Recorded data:

PR #2141, opened 2026-05-26
fix: validate package engine compatibility

### LINKED ISSUE #2140: mute-stream version bump issue
PR #2119 bumped mute-stream to 4.0.0, which introduced a very aggressive `engines` field [`"node": "^22.22.2 || ^24.15.0 || >=26.0.0"`](https://github.com/npm/mute-stream/blame/e79d27e7553f563a1417b40596e30561dea440b4/package.json#L38).

This means that when installing `@inquirer/core` 11.2.0 you now get a EBADENGINE warning using `npm` when on a slightly outdated v24 LTS for example:

```
npm warn EBADENGINE Unsupported engine {
npm warn EBADENGINE   package: 'mute-stream@4.0.0',
npm warn EBADENGINE   required: { node: '^22.22.2 || ^24.15.0 || >=26.0.0' },
npm warn EBADENGINE   current: { node: 'v24.14.0', npm: '11.12.0' }
npm warn EBADENGINE }
```

I'm not sure what the remediation should be here. Is npm usually this aggressive with the engines fields in their first-party packages?

Please consult if I need to open an issue over there as well.

SBoudrias:
## Summary

Fixes #2140 by aligning the published Node engine range with the runtime dependencies we ship.

- pin direct `mute-stream` usage back to `^3.0.0`
- update workspace `engines.node` to the range supported by both `mute-stream@3` and the repo's `styleText` usage: `>=23.5.0 || ^22.13.0 || ^20.17.0`
- add `validate-package-engines` and run it in CI to catch package/dependency engine mismatches
- make setup package resolution fall back when a dependency does not export `package.json`
- cover the setup fallback, peer dependency hoisting, and engine validation behavior with focused tests

## Why

`mute-stream@4` advertises a narrower Node range than Inquirer packages currently publish, so consumers can install an incompatible runtime dependency while satisfying Inquirer's engines. `mute-stream@3` has the minimum range we need, but the package manifests still need to state the real intersection explicitly so future dependency updates cannot widen the published support by accident.

## Validation

- `yarn install`
- `yarn setup`
- `yarn check:engines`
- `yarn vitest --run internals/setup-packages`
- `yarn tsc`
- `yarn oxlint .`
- `yarn oxfmt --check .`
- `yarn eslint .` (passes with an existing warning in `packages/input/src/index.ts`)
- `git diff --check`

`yarn test` still fails in 21 prompt interaction tests around backspace/input state in `expand`, `rawlist`, `number`, `search`, and `input`. This is the same failure pattern observed before pushing and is unrelated to this setup/engine change.


KirillTregubov:
This is looking great, thanks for swiftly addressing my issue!

PR #2166, opened 2026-06-17
fix(@inquirer/number): avoid floating-point step errors

JSap0914:
## Bug

`isStepOf` scaled values by a fixed `1e6` before checking the remainder. IEEE-754 multiplication can still produce a fractional result:

```js
1.001 * 1e6; // 1000999.9999999999
```

As a result, the number prompt rejected valid decimal steps such as `1.001` with `step: 0.001`.

## Fix

Convert the supplied value, step, and finite minimum from their canonical decimal representations into integer significands. Scale them to their shared decimal exponent and perform the remainder check with `bigint` arithmetic.

This avoids floating-point remainder errors without imposing a fixed six-decimal precision limit. It also preserves correct behavior for:

- steps smaller than `1e-6`
- decimal `min` offsets
- near-multiples that must remain invalid
- values represented with scientific notation

## Verification

```sh
yarn pretest
yarn workspace @inquirer/number tsc
yarn vitest --run packages/number/src/is-step-of.test.ts
yarn vitest --run packages/number/number.test.ts -t 'decimal steps'
```

The full local suite also ran during the push hook: 360 tests passed and 21 unrelated synthetic-backspace tests failed across existing prompt suites in this terminal environment. GitHub CI will rerun the complete supported matrix.

> This fix was developed with AI assistance.

### DIFF
--- a/packages/number/number.test.ts
+++ b/packages/number/number.test.ts
@@ -366,4 +366,18 @@ describe('number prompt', () => {
     await expect(answer).resolves.toEqual(10.01);
     expect(getScreen()).toMatchInlineSnapshot(`"✔ Enter a decimal number 10.01"`);
   });
+
+  it('accepts decimal steps without floating-point precision errors', async () => {
+    const { answer, events, getScreen } = await render(number, {
+      message: 'Enter a value',
+      step: 0.001,
+    });
+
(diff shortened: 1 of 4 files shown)


SBoudrias (approved):
Thanks!

PR #2181, opened 2026-06-27
fix(@inquirer/core): fall back for readline native _ttyWrite on Node.js v25+

### LINKED ISSUE #2180: bug(@inquirer/core): keypress events emitted without sequence field do not update rl.line/rl.cursor in Node.js v25 (breaks backspace/arrow keys in @inquirer/testing)
## Bug

In Node.js v25, readline's native `_ttyWrite` implementation does not process keypress events that are emitted programmatically without a `sequence` field. This affects `@inquirer/testing`'s `events.keypress()` helper, which emits keypress events directly on the input stream without including a sequence string.

The result: `rl.line` and `rl.cursor` are not updated when `events.keypress('backspace')`, `events.keypress('left')`, etc. are called in tests.

## Affected tests (failing on Node.js v25 before this fix)

- `@inquirer/number`: 8 tests fail — backspace/arrow after validation errors
- `@inquirer/input`: 6 tests fail — same root cause
- `@inquirer/rawlist`: 1 test fails — `displays description when choice is selected`

## Root cause

When `events.keypress('backspace')` is called:
```js
input.emit('keypress', null, { name: 'backspace' });
```

readline's internal `onkeypress` handler calls `_ttyWrite(null, { name: 'backspace' })`. In Node.js v25 the native `_ttyWrite` requires a non-empty `sequence` field to process the key — with `null` or no sequence it is a no-op.

## Reproduction

Run the existing test suite on Node.js v25:
```
yarn vitest run packages/number/number.test.ts
# → 8 failures involving backspace / cursor movement
```

## Environment

- Node.js v25.6.1
- `mute-stream` 4.0.0

JSap0914:
## Bug

Node.js v25 moved readline's `_ttyWrite` to a native C++ implementation. Unlike the previous JS implementation, the native version does **not** process keypress events emitted programmatically without a `sequence` field. This breaks `@inquirer/testing`'s `events.keypress()` helper, which emits keypress events directly on the input stream (e.g. `input.emit('keypress', null, { name: 'backspace' })`) without a sequence string.

**Closes #2180**

## Impact before this fix

9 test failures across three packages:

| Package | Failing tests |
|---|---|
| `@inquirer/number` | 8 — including backspace/arrow after validation errors, cursor-in-middle editing |
| `@inquirer/input` | 6 — same root cause |
| `@inquirer/rawlist` | 1 — `displays description when choice is selected` |

## Fix

Added two listeners to `rl.input` in `create-prompt.ts` (inserted between readline's own listener and the prompt's listener via `prependListener` + `on`):

1. **`prependListener`**: records `rl.cursor` **before** readline's own keypress handler runs.
2. **Post-readline listener**: fires **after** readline's handler; if `rl.cursor` hasn't changed (readline's native handler was a no-op), applies the appropriate internal readline method (`_deleteLeft`, `_moveCursor`, `_deleteWordLeft`, etc.) as a fallback.

Additionally, for **non-TTY inputs** (test environments): intercept `input.write` so that printable character insertions use `_insertString` (which respects `rl.cursor`) rather than the native insertion path that ignores the JS cursor position.

Both listeners are registered in `cleanups` and removed when the prompt closes.

## Verification

Full suite:

> AI-assisted: the investigation and implementation were done with AI assistance.

### DIFF
--- a/packages/core/src/lib/create-prompt.ts
+++ b/packages/core/src/lib/create-prompt.ts
@@ -61,6 +61,122 @@ export function createPrompt<Value, Config>(
       output,
     }) as unknown as InquirerReadline;
 
+    // Fix for Node.js v25+ where the native readline `_ttyWrite` implementation
+    // does not process special keypress events (backspace, delete, arrow keys)
+    // when they are emitted programmatically without a `sequence` field — as is
+    // done by @inquirer/testing's `events.keypress()` helper.
+    //
+    // Strategy: use prependListener to record the cursor position *before*
+    // readline's own keypress handler runs, then use a second listener that fires
+    // *after* readline's handler to apply the missing edit if readline's handler
+    // left rl.line / rl.cursor unchanged.
+    let cursorBeforeKey = rl.cursor;
+    const saveCursorBeforeKey = () => {
+      cursorBeforeKey = rl.cursor;
+    };
+    rl.input.prependListener('keypress', saveCursorBeforeKey);
+
+    const fixupKeypress = (
+      _s: string | null | undefined,
+      key: { name?: string; ctrl?: boolean; meta?: boolean } | undefined,
+    ) => {
+      // If readline's native handler processed the key, rl.cursor would have
+      // changed (for cursor-movement / destructive keys). We only need to
+      // intervene when the cursor is unchanged.
+      if (rl.cursor !== cursorBeforeKey) return;
+
+      const rlAny = rl as unknown as Record<string, ((...args: unknown[]) => void) | undefined>;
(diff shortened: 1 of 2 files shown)


JSap0914:
Withdrawing this. While it does make the suite pass on Node v25, the approach relies on private/undocumented readline internals (_deleteLeft, _moveCursor, _insertString) and intercepts input.write in core create-prompt.ts, which is too invasive and fragile to maintain across Node versions. I'd rather not push that into the core path. I've left the analysis in #2180 in case it's useful for a maintainer-preferred approach. Apologies for the noise.

Issue #2110, opened 2026-05-08
@inquirer/prompts input can't accept default: undefined (typing inconsistency)


LorisRue:
Using: `@inquirer/prompts": "^8.4.2`

Even though default is an optional property in the input options, it can't be set to undefined. It must either be a string or left out entirely, otherwise the TypeScript Compiler complains. This is inconsistent with how`number` from `@inquirer/prompts` works, since when hovering over it, the type is shown as `number | undefined`

This behavior forces me to write things like this when `defaultValue: string | undefined`
```typescript
const answer = await input({
    message,
    required,
    ...(defaultValue !== undefined ? { default: defaultValue } : {}),
  });
```
While, for number, I can just do this:
```typescript
const answer = await number({
    message,
    required,
    default: defaultValue,
  });
```

Otherwise I would get this TypeScript error:
```
Argument of type '{ message: string; required: boolean; default: string | undefined; validate: (value: string) => true | "This value is required."; }' is not assignable to parameter of type 'InputConfig' with 'exactOptionalPropertyTypes: true'. Consider adding 'undefined' to the types of the target's properties.
  Types of property 'default' are incompatible.
    Type 'string | undefined' is not assignable to type 'string'.
      Type 'undefined' is not assignable to type 'string'.
```

I believe this could be solved pretty easily by changing the InputConfig type in [packages/input/src/index.ts](https://github.com/SBoudrias/Inquirer.js/blob/main/packages/input/src/index.ts) to have `default?: string | undefined`

PR #2182, opened 2026-06-29
fix: accept explicit undefined as default in number, confirm, editor

mahirhir:
## Summary

#2111 widened `InputConfig['default']` to `string | undefined` so the option accepts an explicitly-undefined value under `exactOptionalPropertyTypes: true` (the inconsistency reported in #2110). The other prompts that expose a scalar `default` still declare it as a bare optional, so they reject an explicit `undefined` the way `@inquirer/input` did before #2111:

- `@inquirer/number`: `default?: number`
- `@inquirer/confirm`: `default?: boolean`
- `@inquirer/editor`: `default?: string`

This applies the same widening to those three, so `default: value` type-checks when `value` is `T | undefined`. Each gets a test mirroring the one added in #2111.

The choice-based prompts (`select`, `rawlist`, `search`, `expand`) have the same gap on their `default` option. I kept this PR to the scalar-default prompts that match `@inquirer/input`, and am happy to follow up on the rest.

## Test plan

- [x] `yarn tsc`
- [x] `yarn vitest --run packages/number packages/confirm packages/editor`
- [x] `yarn oxlint` / `yarn eslint`

### DIFF
--- a/packages/confirm/confirm.test.ts
+++ b/packages/confirm/confirm.test.ts
@@ -95,6 +95,18 @@ describe('confirm prompt', () => {
     expect(getScreen()).toMatchInlineSnapshot(`"✔ Do you want to proceed? No"`);
   });
 
+  it('accepts explicit undefined as default', async () => {
+    const defaultValue: boolean | undefined = undefined;
+    const { answer, events } = await render(confirm, {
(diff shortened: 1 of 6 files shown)


SBoudrias (approved):
Thanks!

PR #2191, opened 2026-07-07
fix(external-editor): set `shell` to `true`

avivkeller:
On Windows devices, `shell` must be `true` to execute certain commands via `node:child_process`. For instance, `child_process.spawnSync("code")` will fail and `child_process.spawnSync("code", { shell: true })` will not.

This updates the external editor package to set `shell: true` rather than `shell: false`.

### DIFF
--- a/packages/external-editor/src/index.ts
+++ b/packages/external-editor/src/index.ts
@@ -109,7 +109,7 @@ export class ExternalEditor {
     const promise = new Promise<void>((resolve, reject) => {
       try {
         const editorProcess = spawn(this.editor.bin, this.editorArgs(), {
-          shell: false,
+          shell: true,
           stdio: 'inherit',
         });
         editorProcess.once('error', (launchError) => {


SBoudrias:
Thanks for the report. The Windows `.cmd` shim issue is real, but I don't think we can switch this to `shell: true` globally.

`shell: true` means the editor command is interpreted by `cmd.exe`/`sh` instead of being launched directly. That changes error and exit-code behavior, and it reintroduces shell parsing for editor args/temp paths. CI is already showing that: `runAsync()` stops rejecting for a missing editor, and a non-zero editor exit can be reported as success.

For your local setup, the safer workaround is to point `VISUAL`/`EDITOR` at the real executable instead of the `.cmd` shim. For VS Code on Windows, for example:

```powershell
setx VISUAL '"C:\Program Files\Microsoft VS Code\Code.exe" --wait'
```

or for the per-user install:

```powershell
setx VISUAL '"C:\Users\<you>\AppData\Local\Programs\Microsoft VS Code\Code.exe" --wait'
```

That avoids `code.cmd` and lets Inquirer keep spawning the editor directly.

A README note about preferring the real Windows editor executable over `.cmd`/`.bat` shims would be worthwhile. A library-side fix would need to target Windows command shims specifically, not enable shell mode for every editor launch.

SBoudrias:
Documenting this more cleanly in our README here https://github.com/SBoudrias/Inquirer.js/pull/2198

PR #2223, opened 2026-08-06
fix(@inquirer/i18n): accept the yes/no answers each locale hints at

Jaybhade:
## The bug

`@inquirer/i18n` translates the confirm hint but never taught the prompt to read the
answer back. `@inquirer/confirm` only matches `/^(y|yes)/i` and `/^(n|no)/i`, so every
locale whose words for yes/no don't start with `y`/`n` silently mis-reads the user.

Worst case, the prompt returns the opposite of what was typed:

```js
import { confirm } from '@inquirer/i18n/es';

await confirm({ message: '¿Continuar?', default: false });
// renders:  ? ¿Continuar? (s/N)      <- tells the user to press "s" for sí
// user types "s", presses enter
// → false
```

`s` matches neither pattern, so the answer falls through to `default`. Same for French
`o`/`oui` behind the `(o/N)` hint, and Portuguese `s`/`sim` behind `(s/N)`.

Chinese is worse — 是 and 否 are unparseable in either direction, so `@inquirer/i18n/zh`
always resolves to its default no matter what the user answers:

```js
import { confirm } from '@inquirer/i18n/zh';

await confirm({ message: '确认?', default: false }); // user types 是 → false
await confirm({ message: '确认?', default: true }); //  user types 否 → true
```

The custom-locale example in `packages/i18n/README.md` has the same hole: it hints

What the task requires: Retype only the lines above between the line with "cursor-in-middle editing |" and the line with "listener that fires", counting those two lines as well, and keep every character as it is.

Result of the exercise:
| `@inquirer/number` | 8 — including backspace/arrow after validation errors, cursor-in-middle editing |
| `@inquirer/input` | 6 — same root cause |
| `@inquirer/rawlist` | 1 — `displays description when choice is selected` |

## Fix

Added two listeners to `rl.input` in `create-prompt.ts` (inserted between readline's own listener and the prompt's listener via `prependListener` + `on`):

1. **`prependListener`**: records `rl.cursor` **before** readline's own keypress handler runs.
2. **Post-readline listener**: fires **after** readline's handler; if `rl.cursor` hasn't changed (readline's native handler was a no-op), applies the appropriate internal readline method (`_deleteLeft`, `_moveCursor`, `_deleteWordLeft`, etc.) as a fallback.

Additionally, for **non-TTY inputs** (test environments): intercept `input.write` so that printable character insertions use `_insertString` (which respects `rl.cursor`) rather than the native insertion path that ignores the JS cursor position.

Both listeners are registered in `cleanups` and removed when the prompt closes.

## Verification

Full suite:

> AI-assisted: the investigation and implementation were done with AI assistance.

### DIFF
--- a/packages/core/src/lib/create-prompt.ts
+++ b/packages/core/src/lib/create-prompt.ts
@@ -61,6 +61,122 @@ export function createPrompt<Value, Config>(
       output,
     }) as unknown as InquirerReadline;
 
+    // Fix for Node.js v25+ where the native readline `_ttyWrite` implementation
+    // does not process special keypress events (backspace, delete, arrow keys)
+    // when they are emitted programmatically without a `sequence` field — as is
+    // done by @inquirer/testing's `events.keypress()` helper.
+    //
+    // Strategy: use prependListener to record the cursor position *before*
+    // readline's own keypress handler runs, then use a second listener that fires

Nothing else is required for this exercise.